Spalding Never Flat Outdoor Official Size Basketball


: :Introduce your child to the fast-paced action of hoops with Spalding's Rookie Gear Basketball, which is specifically engineered for kids ages 8 and under. Weighing 25 percent less than standard youth-sized balls, this Rookie Gear ball is designed to help your child shoot and rebound more easily and successfully right out of the gate. Parents and coaches can immediately notice improvements in shot mechanics and dribbling technique, as well as increased confidence rebounding a lighter ball.
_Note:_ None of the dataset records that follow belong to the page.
PR #630, opened 2022-05-05
Create sqlite-dep.template.yml

pfaffman:
Add template for those times when you just need sqlite3.

Doh! Should I have named it sqlite3-dep.template.yml? (EDIT: Well, I googled a bit and it seems sqlite3 is just the current version of sqlite, so I think the suggested filename is appropriate. :grin: )


SamSaffron:
I am just not sure about this, the more little snowflakes we keep the more things we need to maintain.

PR #643, opened 2022-09-25
Ubuntu Jammy (22.04) doesn't have libwebp6

skynavga:
Conditionally use libwebp7 on Jammy. N.B. This conditionalization should probably be generalized.


xfalcox (approved):

xfalcox:
Thanks for the PR @skynavga !

PR #648, opened 2022-12-01
Update Ruby to 3.1

xfalcox:


CvX:
imagemagick/oxipng bump breaks a spec

CvX:
Actually, that's `pngquant` which we don't pin 😅 I'm updating the spec in core.

CvX (approved):

PR #649, opened 2022-12-20
fix history

xfalcox:
- Revert "bump deps"
- Revert "Update Ruby to 3.2"
- Reland Ruby 3.1.3 and deps bump


tgxworld:
Minor suggestion, instead of "Reland Ruby 3.1.3 and deps bump", can we just say "Update Ruby to 3.1.3 and deps bump"? I don't think there is a need to hold reference to the fact that we're doing this again.

xfalcox:
> Minor suggestion, instead of "Reland Ruby 3.1.3 and deps bump", can we just say "Update Ruby to 3.1.3 and deps bump"? I don't think there is a need to hold reference to the fact that we're doing this again.

Done!

tgxworld (approved):

tgxworld:
@xfalcox Looks good :+1:

PR #659, opened 2022-12-30
Install correct bundler version for dev

xfalcox:


gschlager:
Isn't bundler supposed to install the correct version of bundler automatically? I've seen it install the version from `Gemfile.lock` multiple times recently when a different version of bundler was running. :thinking:

davidtaylorhq:
Yeah, modern version of bundler will auto-install the version from the lockfile. I wonder if the permissions errors we're seeing are because our original install of bundler is done as root, and then in the dev image we switch to the `discourse` user?

xfalcox:
Yes, that is exactly the case which is why I'm pre-installing the correct version of bundler in a step before as root.

davidtaylorhq:
But then if someone's using the dev image, and they pull the latest discourse core without updating the image, they would run into the same issue?

davidtaylorhq:
This should do it: https://github.com/discourse/discourse_docker/pull/662

PR #676, opened 2023-02-09
bash tab completion for launcher + discourse-setup

pfaffman:
add tab completion for launcher and discourse-setup.

For launcher, offers command (e.g., rebuild, start) and then offers yml files from containers directory. After that switches (e.g., --run-image) are offered. (Will not offer switches except in final position, sorry.)

discourse-setup offers switches (e.g., --two-container).

discourse-docter has no command line arguments.


andrewschleifer (approved):

pfaffman:
I don't think this works. It's hard to debug since you need to start a new bash each time to test, I've subsequently learned. It does work to tab-complete commands, but not the  `yml` files. Since this has gotten attention, I'll take another quick stab at it. It would be very handy.

PR #680, opened 2023-02-14
Fix: Remove egrep for grep -E

fe80:
Hello,

Egrep is deprecated since [08/2011](https://git.savannah.gnu.org/cgit/grep.git/commit/src/egrep.sh?id=a9515624709865d480e3142fd959bccd1c9372d1). You need to change with `grep -E`

Regards,


tgxworld:
Thank you for your contribution here @fe80 and apologies for the very late review.

tgxworld (approved):

PR #683, opened 2023-02-26
Fix issue with "The source cluster was not shut down cleanly"

Corillian:
This resolves the problem with database upgrades failing with the error message `The source cluster was not shut down cleanly`. The resolution comes from https://github.com/tianon/docker-postgres-upgrade/issues/27.


tgxworld:
Apologies for the late review but it looks like this PR has gone stale. Please feel free to create a new PR and ping me if you'll still like to get it reviewed.

PR #684, opened 2023-02-28
FEATURE: Install pgvector for PostgreSQL

xfalcox:


image/base/install-pgvector
```diff
@@ -0,0 +1,10 @@
+#!/bin/bash
+set -e
+
+OXIPNG_VERSION="0.4.0"
```
oblakeerickson, line 4: should this be here?

oblakeerickson (changes requested):

oblakeerickson (approved):

PR #688, opened 2023-03-08
Compile oxipng from source

djlambert:
Download oxipng source from GitHub and compile it.

Also uses v8.0.0 instead of v7.0.0. There is a breaking change in the changelog, "Revamp alpha optimization", presumably that only impacts the files generated.

I'm not sure if it's still necessary to install the deps as Cargo pulls down what it needs, but leaving.


SamSaffron (approved):

SamSaffron:
thanks heaps!

PR #689, opened 2023-03-09
DEV: Eliminate warnings and noise during image build

djlambert:
This eliminates most of the warnings in the build process from `apt` and `apt-key`. It also disables the progress output from a couple `wget` and `curl` commands which weren't already.

Removed the deprecated option `--with-ipv6` for nginx.

### DIFF
--- a/image/base/install-imagemagick
+++ b/image/base/install-imagemagick
@@ -15,15 +15,15 @@ PREFIX=/usr/local
 WDIR=/tmp/imagemagick
 
 # Install build deps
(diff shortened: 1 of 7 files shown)


djlambert:
Not sure why the aarch64 build is failing. I don't see the same issue on my M1 Mac.

tgxworld:
Apologies for the late review but it looks like this PR has gone stale. Please feel free to create a new PR and ping me if you'll still like to get it reviewed.

PR #691, opened 2023-03-09
DEV: Create partial clone of discourse repository

gschlager:
A treeless clone is nearly as small as a shallow clone, but it contains the full history which makes it possible to easily checkout tags and commits and allows all features of docker_manager to work correctly.

See https://github.blog/2020-12-21-get-up-to-speed-with-partial-clone-and-shallow-clone/ for more information on treeless clones.

Also this change makes it possible to correctly pull the main branch which didn't work before.

### DIFF
--- a/image/base/slim.Dockerfile
+++ b/image/base/slim.Dockerfile
@@ -122,5 +122,4 @@ COPY sbin/ /sbin
 # Discourse specific bits
 RUN useradd discourse -s /bin/bash -m -U &&\
     install -dm 0755 -o discourse -g discourse /var/www/discourse &&\
-    sudo -u discourse git clone --depth 1 https://github.com/discourse/discourse.git /var/www/discourse &&\
-    sudo -u discourse git -C /var/www/discourse remote set-branches --add origin tests-passed
+    sudo -u discourse git clone --filter=tree:0 https://github.com/discourse/discourse.git /var/www/discourse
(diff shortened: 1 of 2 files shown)


image/base/slim.Dockerfile
```diff
@@ -122,5 +122,4 @@ COPY sbin/ /sbin
 # Discourse specific bits
 RUN useradd discourse -s /bin/bash -m -U &&\
     install -dm 0755 -o discourse -g discourse /var/www/discourse &&\
-    sudo -u discourse git clone --depth 1 https://github.com/discourse/discourse.git /var/www/discourse &&\
-    sudo -u discourse git -C /var/www/discourse remote set-branches --add origin tests-passed
+    sudo -u discourse git clone --filter=tree:0 https://github.com/discourse/discourse.git /var/www/discourse
```
CvX, line 125:
```suggestion
    sudo -u discourse git clone --filter=tree:0 https://github.com/discourse/discourse /var/www/discourse
```

I believe `.git` suffix is just a back-compat redirect, no need to keep that 😃

CvX (approved):

ZogStriP (approved):

image/base/slim.Dockerfile
gschlager: GitHub shows that as clone URL, so I assume that's the recommended URL. I think the redirect happens only for regular browsers, not for the git client.

PR #692, opened 2023-03-09
FIX: Remove duplicate anacron cron jobs

djlambert:
Both `cron.d_anacron` and `anacron` exist in `/etc/cron.d` with the same contents, so it's getting run twice.


tgxworld:
@djlambert Apologies for the really late review here. The fix looks good to me 👍 Will you be able to resolve the conflicts? Otherwise, I am happy to do it too.

andrewschleifer:
Yes we still need to fix that TODO.

PR #735, opened 2023-09-13
DEV: Install bundler version used by Discourse as a default.

tgxworld:
Why this change?

Previously we were running `gem install bundler` to install bundler but
this would install the latest bundler version instead of the bundler
version being used by Discourse. As a result, we end up having to
install bundler over and over again when using the image most of the
time.


davidtaylorhq (approved):
Change looks good to me :+1:

IMO would be nice to separate out the unrelated parts of the diff (and land them in a separate PR if needed)

tgxworld:
> IMO would be nice to separate out the unrelated parts of the diff (and land them in a separate PR if needed)

Hmm my editor has some sort of autoformat on save for `Dockerfile`s. Have removed the formatting changes from the PR.

PR #736, opened 2023-09-15
DEV: Configure bundle jobs to 4

tgxworld:
This ensures that we be default runs bundle install with at least 4
jobs.


Drenmi (approved):
4️⃣

tgxworld:
Thank you @Drenmi

PR #737, opened 2023-09-22
use DISCOURSE_BASE_URL in mail-receiver sample

evgeni:
while `DISCOURSE_MAIL_ENDPOINT` is still accepted by the mail-receiver code, the documentation prefers `DISCOURSE_BASE_URL` and so should this example

see https://github.com/discourse/mail-receiver/blob/deae52039f4679b31e01302dadace3c0f018cec8/README.md

### DIFF
--- a/samples/mail-receiver.yml
+++ b/samples/mail-receiver.yml
@@ -27,11 +27,11 @@ env:
 #  POSTCONF_smtpd_tls_security_level: may
 
 
-  ## The URL of the mail processing endpoint of your Discourse forum.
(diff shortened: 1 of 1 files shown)


pfaffman:
IF this does get changed then samples/mail-receiver.yml should also be updated.

pfaffman:
Ah. Cool. Sorry about that. I thought that this had been merged and changed my code to depend on it and then realized that my update breaks because . . . well, this hasn't been merged.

Playing with a lighter ball will help build confidence and enable learning of sound fundamental ...

from: Spalding



Wilson Evolution Game Ball Basketball


: :Get a good grip on your game with the Wilson Evolution wide-channel indoor basketball, which offers a composite synthetic/leather cover for tickle-soft touch on the finger tips, and rugged durability for highly competitive play. The technologically advanced composite leather cover provides superior softness to enhance shooting proficiency and offers the ultimate in grip for exceptional ball control. Wilson's Cushion Core technology combines low density sponge rubber with ultra-durable butyl rubber, producing a basketball with exceptional performance that requires no break-in period. It's approved by the NCAA and NFHS.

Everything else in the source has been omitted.